# feature extraction, feature free of artifacts.



## BCI

¿Como se traduce el siguiente texto?:


_Signal processing: feature extraction _​​_Digitized signals are subjected to a variety of feature extraction procedures in order to choose representative features free of artifacts._

​


----------



## araceli

Hola BCI y bienvenid@ al foro:
¿Nos puedes dar algo más de contexto? El tema, por ejemplo.
Gracias.


----------



## BCI

Gracias por la bienvenida.Se trata de una parte de un proceso para procesar los datos en una interfaz cerebro-computadora (Brain-Computer interface). El paper de donde extraje este texto se llama "On the Possibility of Developing a Brain-Computer Interface (BCI)" y es de Torsten Felzer.Quise poner el link a la página, pero no me deja. Se lo pueden bajar si lo necesitan. Estoy traduciéndolo para un Master que estoy haciendo en Argentina, pero hay varias palabras que me cuestan traducir, aún con el diccionario al lado mío!


----------



## Chaucer

A la Frankenstein:

signal processing:
* tratamiento digital de señales o de la señal*
*procesamiento de señales o de la señal*

feature extraction:
*extracción de características*

Un intento que tal vez tenga partes que puedas transplantar:

*Las señales digitalizadas se sujetan/son sometidas/son sujetadas(¿?) a una variedad de procesimientos de extracción de características para seleccionar las características representantes [que estén] libres de artefactos* _o_ *para seleccionar la características que más demuestran estar libres de artefactos.*


----------



## irishstu

> Signal processing: feature extraction
> Digitized signals are subjected to a variety of feature extraction procedures in order to choose representative features free of artifats.

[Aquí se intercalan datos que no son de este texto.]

PR #2743, opened 2025-12-22
Support for candidate generation and tuning attention

keshavvinayak01:
- Add support for tuning (SDPA) operations, ensuring `vector_distribute` is used when the dispatch is attention.
- Also relaxed the MMA intrinsics compatibility check to allow different accumulator/result dtypes.
- Added denormal flush support as a tunable option.

### DIFF
--- a/amdsharktuner/amdsharktuner/rocm/rocm_dispatch_constraints.py
+++ b/amdsharktuner/amdsharktuner/rocm/rocm_dispatch_constraints.py
@@ -728,7 +728,7 @@ def _build_compilation_infos(
         iree_codegen.DispatchLoweringPassPipelineAttr.get(codegen_pipeline)
     )
     pipeline_options_list: list[
-        iree_gpu.PipelineOptionsAttr
+        tuple[iree_gpu.PipelineOptionsAttr, bool]
     ] = generate_allowed_pipeline_options(pipeline_options_search_space)
     wg_x, wg_y, wg_z = workgroup_sizes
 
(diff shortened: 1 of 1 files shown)


Groverkss:
Nice! I like the changes. Will redirect to @bangtianliu for review.

amdsharktuner/amdsharktuner/common.py
```diff
@@ -296,21 +296,33 @@ def is_compatible(
...
+            if str(res_type.element_type) == 'bf16' or str(res_type.element_type) == 'f32':
+                return True
+        
+        # For f16 inputs with f32 accumulator, allow f16 result (hardware can cast)
+        if str(a_type) == 'f16' and str(b_type) == 'f16' and str(c_type) == 'f32':
+            if str(res_type.element_type) == 'f16' or str(res_type.element_type) == 'f32':
+                return True
+        
+        # Otherwise, result type must match accumulator type
+        return res_type.element_type == c_type
```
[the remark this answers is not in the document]
bangtianliu: Also, could you also add a test for this new type support.

amdsharktuner/amdsharktuner/dispatch_constraints.py
```diff
@@ -660,24 +669,37 @@ class PipelineOptionsSearchSpace:
         default_factory=lambda: [None]
     )
     use_igemm_convolution: list[Optional[bool]] = field(default_factory=lambda: [None])
+    denorm_flushing: list[Optional[bool]] = field(default_factory=lambda: [True])
```
bangtianliu: Should it be False by default?

Also we do we need Optional[bool], my understanding is that it is enough to use bool as a button to turn on the denorm_flusing,  unless you need to distinguish between "explicitly disabled" vs "not specified".

amdsharktuner/amdsharktuner/libtuner.py
```diff
@@ -702,8 +702,8 @@ def run_iree_benchmark_module_command(benchmark_pack: BenchmarkPack):
         )
 
     mean_benchmark_time = sum(times) / float(len(times))
-    logging.debug(
-        f"Benchmark time of candidate {candidate_id}: {mean_benchmark_time:.2f} us"
+    logging.info(
+        f"Candidate {candidate_id:3d}: {mean_benchmark_time:10.2f} us  (device: {device_id})"
```
bangtianliu: Changing benchmark output from debug to info level adds verbosity, this could flood summary.log. We should keep it at debug still.

bangtianliu (changes requested):

PR #2744, opened 2025-12-22
[tuner] ensure correct number of TD specs are generated

bangtianliu:
## Problem 

When specifying `--num-candidates=30`, only 30 TD specs were generated instead of the expected 31 (1 baseline + 30 candidates).

## Root Cause

The knob_assignments list contained only 30 entries (one per candidate solution), but config_specs contained 31 entries (baseline + 30 candidates). When zipping these lists together:

```python
for candidate_num, (spec, knob) in enumerate(zip(config_specs, knob_assignments)):
```
The zip() function stopped after 30 iterations (the length of the shorter list), causing the 31st spec (the last candidate) to be silently dropped.

## Solution

This PR ensures `knob_assignments` has the same length as `config_specs` by explicitly including `None` for the baseline at index 0

### DIFF
--- a/amdsharktuner/amdsharktuner/libtuner.py
+++ b/amdsharktuner/amdsharktuner/libtuner.py
@@ -939,6 +939,7 @@ def generate_candidate_specs(
             candidate_ordering.build_tuning_records_from_order(knobs, sorted_order)
         )
 
+        # Prepend None for the baseline config (no knob assignment) at index 0.
         knob_assignments = [None] + [
             dispatch_tuner.get_knob_assignment(s) for s in solutions
         ]
--- a/amdsharktuner/tests/libtuner_test.py
+++ b/amdsharktuner/tests/libtuner_test.py
@@ -425,28 +425,3 @@ def test_compute_rocprof_avg_kernel_time(caplog):
     trace_rows = [drop_row] * 10 + [cal_row] * 5 + [cal_row_2] * 5
     avg_us = libtuner.compute_rocprof_avg_kernel_time(trace_rows)
     assert avg_us == pytest.approx(1.75)
-
-
-def test_knob_assignments_with_baseline():
-    """Test that knob assignments list is correctly constructed with baseline at index 0."""
-
-    knob1 = {"tile": 64}
-    knob2 = {"tile": 128}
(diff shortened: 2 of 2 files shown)


amdsharktuner/amdsharktuner/libtuner.py
```diff
@@ -939,7 +952,10 @@ def generate_candidate_specs(
             candidate_ordering.build_tuning_records_from_order(knobs, sorted_order)
         )
 
-        knob_assignments = [dispatch_tuner.get_knob_assignment(s) for s in solutions]
+        knob_assignments = build_knob_assignments_with_baseline(
+            dispatch_tuner, solutions
+        )
+        assert len(config_specs) == len(knob_assignments)
```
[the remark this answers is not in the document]
bangtianliu: The helper function was originally added to make testing easier, but I agree it can be simplified to just inline code.

amdsharktuner/amdsharktuner/libtuner.py
```diff
@@ -939,7 +939,10 @@ def generate_candidate_specs(
             candidate_ordering.build_tuning_records_from_order(knobs, sorted_order)
         )
 
-        knob_assignments = [dispatch_tuner.get_knob_assignment(s) for s in solutions]
+        knob_assignments = [None] + [
```
kuhar: Can you add a one-line comment explaining the None element is for the baseline?

amdsharktuner/tests/libtuner_test.py
```diff
@@ -425,3 +425,28 @@ def test_compute_rocprof_avg_kernel_time(caplog):
...
+
+    knob_assignments = [None] + [
+        dispatch_tuner.get_knob_assignment(s) for s in solutions
+    ]
+    assert knob_assignments == [None, knob1, knob2, knob3]
+
+    empty_knob_assignments = [None] + [
+        dispatch_tuner.get_knob_assignment(s) for s in []
+    ]
+    assert empty_knob_assignments == [None]
```
kuhar: This doesn't test anything

bangtianliu: In this test, I just replicated what I did in the tuner. This test can be removed.

PR #2747, opened 2025-12-26
[tuner] use virtual mma only for attention op

bangtianliu:
While investigating a low compilation ratio issue in the tuner, I discovered a discrepancy between IREE and the tuner: 
1. IREE: Uses virtual MMA intrinsics only for attention ops.
2. Tuner: Was searching virtual MMA intrinsics for all ops.

This PR addresses the discrepancy by adding an allow_virtual_mma flag to `get_compatible_mma_intrinsics`, which defaults to False and filters out virtual intrinsics for non-attention ops.

Results: After this change, the compilation ratio for matmul (the example from readme) along the TileAndFuse pipeline improved from 17/30 to 30/30.

### DIFF
--- a/amdsharktuner/amdsharktuner/dispatch_constraints.py
+++ b/amdsharktuner/amdsharktuner/dispatch_constraints.py
@@ -63,7 +63,7 @@ def match_layout(
     )
 
 
-def get_mfma_intrinsic_constraints(
+def get_mma_intrinsic_constraints(
     lhs_type: common.ShapedType,
     rhs_type: common.ShapedType,
     res_type: common.ShapedType,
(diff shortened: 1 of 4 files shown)


amdsharktuner/amdsharktuner/dispatch_constraints.py
```diff
@@ -74,10 +74,18 @@ def get_mfma_intrinsic_constraints(
...
     compatible_intrinsics = common.get_compatible_mfma_intrinsics(
         lhs_type, rhs_type, res_type, mma_intrinsics
     )
+    # Filter out virtual intrinsics unless explicitly allowed (e.g., for attention ops).
+    if not allow_virtual_mma:
+        compatible_intrinsics = [
+            instr
+            for instr in compatible_intrinsics
+            if isinstance(instr, iree_gpu.MMAIntrinsic)
+        ]
```
kuhar:
```suggestion
        compatible_intrinsics = filter(lambda x: isinstance(x, iree_gpu.MMAIntrinsic), compatible_intrinsics)
```

kuhar:
> Why not handle this in `get_compatible_mfma_intrinsics`? It should be easier to test.

also, we should rename it to `get_compatible_mma_intrinsics`, since we use wmma on gfx11+.

amdsharktuner/tests/dispatch_constraints_test.py
```diff
@@ -408,6 +408,34 @@ def test_get_mfma_intrinsic_constraints(
...
+        rhs_type=rhs_type,
+        res_type=res_type,
+        intrinsic_m=intrinsic_m,
+        intrinsic_n=intrinsic_n,
+        intrinsic_k=intrinsic_k,
+        mma_intrinsics=[
+            iree_gpu.MMAIntrinsic.MFMA_F32_16x16x16_F16,
+            iree_gpu.VirtualMMAIntrinsic.VMFMA_F32_32x32x16_F8E4M3FNUZ,
+        ],
+        allow_virtual_mma=True,
```
kuhar: Do we have any tests that exercises `allow_virtual_mma=False`? IE, does anything fail if you always pass `allow_virtual_mma=False`?

PR #2434, opened 2025-10-06
[Tuner] Add `SolutionTrace` to track z3 feature vars in candidate generation

RattataKing:
common.py:
- Added `SolutionTrace`, to track variable values that generated from z3 constraints; the contraction type is `ContractionSolutionTrace`.
- Modified `TuningConfiguration`, added a new attr to store `SolutionTrace`.
- Added `CandidateProfile`, to pass needed candidate info from candidate_gen.py to libtuner.py.

constraints_generator.py:
- Modified `generate_generic_contraction_solutions()`, attach `SolutionTrace` to `TuningConfiguration` when return.
- Modified `DispatchTuner`, added new methods

candidate_gen.py:
- Modified `generate_configs_and_td_specs()`, which retrieves `SolutionTrace` from `TuningConfiguration` and attaches to `CandidateProfile`, and returns as a list to libtuner.py.

libtuner.py:
- Modified `TuningClient`, to track `dispatch_kind` during tuning for future flexibility.

PR #2760, opened 2026-01-09
[Tuner] Fix tuning_records bugs

RattataKing:
### Problem
Set flag `--num-candidates` with a value >= max number of candidates in entire search space, e.g. SMT solver has total 1265 solutions for `dispatch_sample.mlir`, invoke tuner with `--num-candidates=4096` will crash at `def compile()` phase with `IndexError: list index out of range`.

### Root Cause
Issue is caused by #2434 and #2744 :
In file `candidate_ordering.py`, func `build_tuning_records_from_order()` is designed to create the `tuning_records` without baseline entry.
```
len(tuning_client.tuning_records) = all candidates - baseline
```
PR #2434 unintentionally dropped the last candidates, masked the index issue.

### Solution
Add baseline entry to `tuning_records`, match list index to the candidate id, and skip the baseline entry when converting to csv.


kuhar (approved):
Thanks

bangtianliu (approved):

PR #2831, opened 2026-02-20
[tuner] Fix BOO tuner logging issues

bangtianliu:
This PR makes two changes for BOO Tuner: 
- Set TURBINE_LOG_LEVEL=WARNING to prevent torch modules/MLIR IR from cluttering console output
- Add finally block to prevent handler accumulation across benchmarks

Assisted-by:  [Claude Code](https://claude.ai/code)


rkayaith (approved):

kuhar (approved):
OK, testing this seems to require a lot of heroics -- let's drop the test and land the previous iteration.

PR #2838, opened 2026-02-26
Add support for tuning SDPA/attention operations with VectorDistribute

keshavvinayak01:
Attention dispatches would silently fail instead of selecting the Vector Distribute pipeline. This change fixes that behavior.


amdsharktuner/amdsharktuner/libtuner.py
```diff
@@ -776,20 +776,42 @@ def generate_candidate_specs(
...
+            get_iree_codegen_pipeline(codegen_pipeline),
         )
+        # Attention only supports VectorDistribute, so always include
+        # VectorDistribute tuners to allow attention ops to be matched.
+        if codegen_pipeline != CodegenPipelines.llvmgpu_vector_distribute:
+            vd_tuners = candidate_gen.get_supported_dispatch_tuners(
+                tuning_client.target_info.arch,
+                get_iree_codegen_pipeline(CodegenPipelines.llvmgpu_vector_distribute),
+            )
+            dispatch_tuners += [t for t in vd_tuners if t not in dispatch_tuners]
```
bangtianliu: Silently overriding the user's requested pipeline is surprising behavior. The user asked for TileAndFuse but the tuner quietly switches to VectorDistribute — that's a hidden    
  side effect that can cause confusion when debugging results.
                                                                                                                                                                                           
 Consider: if the dispatch is attention and the user didn't select VectorDistribute, warn them and skip (or error), rather than secretly changing the pipeline.

bangtianliu (changes requested):
No tests

PR #2840, opened 2026-02-26
Add denormal flush support as a tunable pipeline option

keshavvinayak01:
Adding support for denorm_flushing in the pipeline.
 _Might be_ conducive to better performance, as empirically tested for tuned attention benchmarks locally.

### DIFF
--- a/.github/workflows/ci-amdsharktank.yml
+++ b/.github/workflows/ci-amdsharktank.yml
@@ -74,6 +74,7 @@ jobs:
             -e amdsharktank/
           git clone https://github.com/iree-org/wave.git
           cd wave
+          git checkout 775987d38c7f7e63555fdecf000272edaf862a6a
           curl --proto '=https' --tlsv1.2 -sSf https://sh.rustup.rs | sh -s -- -y
           export PATH="$HOME/.cargo/bin:$PATH"
 
--- a/amdsharktank/build_tools/install_test_dependencies.sh
+++ b/amdsharktank/build_tools/install_test_dependencies.sh
@@ -56,6 +56,7 @@ if (($IREE_UNPINNED)); then
     pip uninstall -y wave-lang
     git clone https://github.com/iree-org/wave.git
     cd wave
+    git checkout 775987d38c7f7e63555fdecf000272edaf862a6a
     curl --proto '=https' --tlsv1.2 -sSf https://sh.rustup.rs | sh -s -- -y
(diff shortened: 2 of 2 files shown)


amdsharktuner/amdsharktuner/rocm/rocm_common.py
```diff
@@ -124,12 +127,20 @@ def get_translation_info_config(
...
-        }
-    )
+    config_dict_entries: dict[str, ir.Attribute] = {
+        common.GPU_PIPELINE_OPTIONS_KEY: pipeline_options,
+        common.LLVM_FUNC_ATTRS_KEY: waves_per_eu_dict,
+    }
+
+    # Add denormal_fp_math_f32 attribute if denorm_flushing is specified.
+    # When denorm_flushing is True, use "preserve-sign" to flush denormals to zero.
+    if denorm_flushing:
```
bangtianliu: Instead of mannual parse, we should expose python binding for this.  Not for blocking, at least add a TODO comment here.

amdsharktuner/amdsharktuner/rocm/rocm_dispatch_constraints.py
```diff
@@ -673,24 +673,35 @@ class PipelineOptionsSearchSpace:
...
 
 def generate_allowed_pipeline_options(
     pipeline_options_search_space: PipelineOptionsSearchSpace,
-) -> list[iree_gpu.PipelineOptionsAttr]:
-    pipeline_options_list = []
+) -> list[tuple[iree_gpu.PipelineOptionsAttr, bool]]:
+    """
+    Generate a list of (PipelineOptionsAttr, denorm_flushing) tuples.
+
+    denorm_flushing is passed separately since it's applied via llvm_func_attrs
```
bangtianliu: Docstring is wrong here
  Should say something like: "denorm_flushing is passed separately since it's a top-level translation info config attribute, not a PipelineOptionsAttr field."

bangtianliu:
In this PR, `allowed_denorm_flushing `is always `[False]` (the default value), so denorm flushing is never actually explored in the tuning space.

We already have similar support for `--prefetch-num-stages-options` and `--waves-per-eu-options`, so it would be good to follow the same pattern here, defaulting to False but allowing advanced users to provide all available options. 

Additionally, if denorm flushing is only applicable to attention ops, we should log a warning when it's specified for other op types.

bangtianliu (changes requested):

I've started a new line with the word "Digitized". I'm guessing, but otherwise it doesn't make sense.

I can't accurately translate this into Spanish, but I can probably explain it a bit more. What it means is that signals come from the brain. They are then processed in various ways, one of which uses a procedure which decides which parts are accurate, and which are "artifacts" (like, noise, or other things that shouldn't be there). I believe you have the same word in Spanish anyway (artifactos).

Though it would be hard for me to translate this, I'd be able to tell you if the Spanish translation is accurate, if anyone else wants to try.


----------



## BCI

Muchísimas gracias!!
Es cierto que artifact es algo así como "ruido", pero ahora no me sale la palabra exacta. El que sepa algo sobre fundamentos de comunicación, lo sabrá. Por ahora voy a colocar "ruido" en la traducción, que es muy parecido a lo que busco.


----------



## irishstu

Quizas algo como "interferencias" o "imperfecciones"?


----------



## Edwin

Wikipedia tiene un articulo sobre compression artifacts or artefacts:



> A compression artifact or artefact is a particular type of data error that is typically the result of quantization in lossy data compression.



Para ver más detalles mira http://en.wikipedia.org/wiki/Compression_artifact


----------



## saramar

Hola,
para espectros (IR, etc) un artefacto es una señal que aparece de forma indebida y que no corresponde en realidad a nada físico:
en la web encuentro esta definición:
(Artifact). Efecto no-natural, que no está presente en el video o audio original, y que es producido por una acción o agente externo.
www2.netexplora.com/sinopsis/diccionario.htm

Un saludo
Sara


----------



## resplandor

Artifact = efecto anómalo.


----------